Gerichte haben dazu im Einzelfall entschieden, dass folgende Erkrankungen nicht anzugeben sind, sofern nicht ausdrücklich danach gefragt wurde: einmalige Lumbalgie (BGH VersR 1991, 578), ärztliche Verlegenheitsdiagnose (OLG Hamm r+s 1993, 114), Gallensteine ohne Beschwerden (OLG Köln VersR 1983, 1125). Dieses Rücktrittsrecht ist bei neuen Verträgen meist auf 5 Jahre beschränkt. Zum Teil stehen hier aber auch 3 oder gar 10 Jahre. Bei besonders schweren Verstößen gilt sogar eine generelle Frist von 10 Jahren – im Falle der arglistigen Täuschung.Arglist liegt etwa dann vor, wenn etwa „witterungsbedingte Erkältungen und Pollenallergie“ angegeben werden, in der Tat aber Asthma mit monatelangem Husten, Luftnot und eitrigen Bronchitiden bestand (OLG Köln 09.01.1992; bzgl. Der Arglist bestätigt von BGH 23.06.1993). Genauso arglistig handelt derjenige, der zwar lange zurück liegende Erkrankungen angibt, jedoch darauf verzichtet, eine fachärztliche Behandlung wegen Ohrenbeschwerden (Tinnitus) und Wirbelsäulenbeschwerden anzugeben (OLG Saarbrücken, 19.05.1993, VersR 1996, 488). In der Praxis raten einige Versicherungsvermittler ihren Kunden, besonders schwerwiegende Erkrankungen besser nicht anzugeben, da die Versicherung ansonsten nicht annehmen würde. Fliegt dieser Schwindel auf, so ist der Vertrag rückwirkend nichtig.

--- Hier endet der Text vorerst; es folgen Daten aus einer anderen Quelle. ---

PR #97, opened 2021-12-19
mc/add alternative authority which cant withdraw

microwavedcola1:
So basically this is a quick patch for supporting account delegation. Use case is to that funds can delegate their accounts to e.g. employees who can do everything except withdraw assets.

I decided to just reference this in the mango account. For future expansions we can use a pda which would slightly more code.

In addition to withdraw I kept these instructions unchanged, let me know your thoughts. 
1. close_advanced_orders
2. close_mango_account
3. close_spot_open_orders
4. deposit_msrm
5. init_mango_account
6. set_alternative_mango_account_authority
7. withdraw
8. withdraw_msrm

If there are no obvious issues, please double check all the instructions where I am not optionally comparing the alternative authority.


microwavedcola1:
Reopening, accidentally merged an empty PR, target branch should be unchanged

microwavedcola1:
Unrelated test_perp_trigger_orders_basic looks flaky, keeps failing
```

---- test_perp_trigger_orders_basic stdout ----
thread 'test_perp_trigger_orders_basic' panicked at 'deletion of unused is ok: IoError(Custom { kind: TimedOut, error: "Client dropped expired request." })', program/tests/test_perp_trigger_orders.rs:122:10
note: run with `RUST_BACKTRACE=1` environment variable to display a backtrace
```

dafyddd:
Looks good so far. My main opposition to this is the verbose name. I think a simple `delegate` would be much easier to say and also is consistent with the naming of SPL token program. Also `delegate` or even `operator` better describes the function.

Gesundheitsfragen – Wer schummelt, zahlt die Prämien umsonst

Die Gesundheitsfragen im Antrag

Manche Kunden glauben, dass sie gut damit fahren, bestimmte Risiken unter den Tisch fallen zu lassen. Dies gilt besonders dann, wenn sie schon einmal von einem Versicherer wegen einer Sache abgelehnt worden sind. So verschweigen sie etwa einen Bandscheibenvorfall und geben im Antrag als Hausarzt einen Arzt an, der von den maßgeblichen Erkrankungen keine Kenntnis hat.

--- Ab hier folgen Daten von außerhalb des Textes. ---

PR #98, opened 2021-12-20
Tests: Fix program log output

ckamm:
The log scope for these changed in solana 1.9


microwavedcola1 (approved):
tested locally, works as expected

Im Leistungfall werden die Kundenangaben überprüft

Kommt es zum Leistungsfall, so prüft der Versicherer an Hand einer zentralen Datei (der sogenannten Sonderwagnisdatei ), ob der Versicherte schon mal abgelehnt worden ist. Auch wird bei der Krankenkasse nachgehakt, bei welchen Ärzten der Kunde in der Vergangenheit gewesen ist. Kommt dann heraus, dass der Versicherte bei Antragstellung gelogen hat, entfällt rückwirkend der Versicherungsschutz. Dies gilt sogar dann, wenn der Versicherte nicht wegen eines weiteren Bandscheibenvorfalls, sondern etwa wegen Krebs oder multipler Sklerose berufsunfähig würde. Begründung: bei korrekter Angabe der Gesundheitsfragen wäre Versicherungsschutz entweder gar nicht, mit Ausschlussklausel oder gegen Zuschlag angeboten worden. Schummeln lohnt also nicht.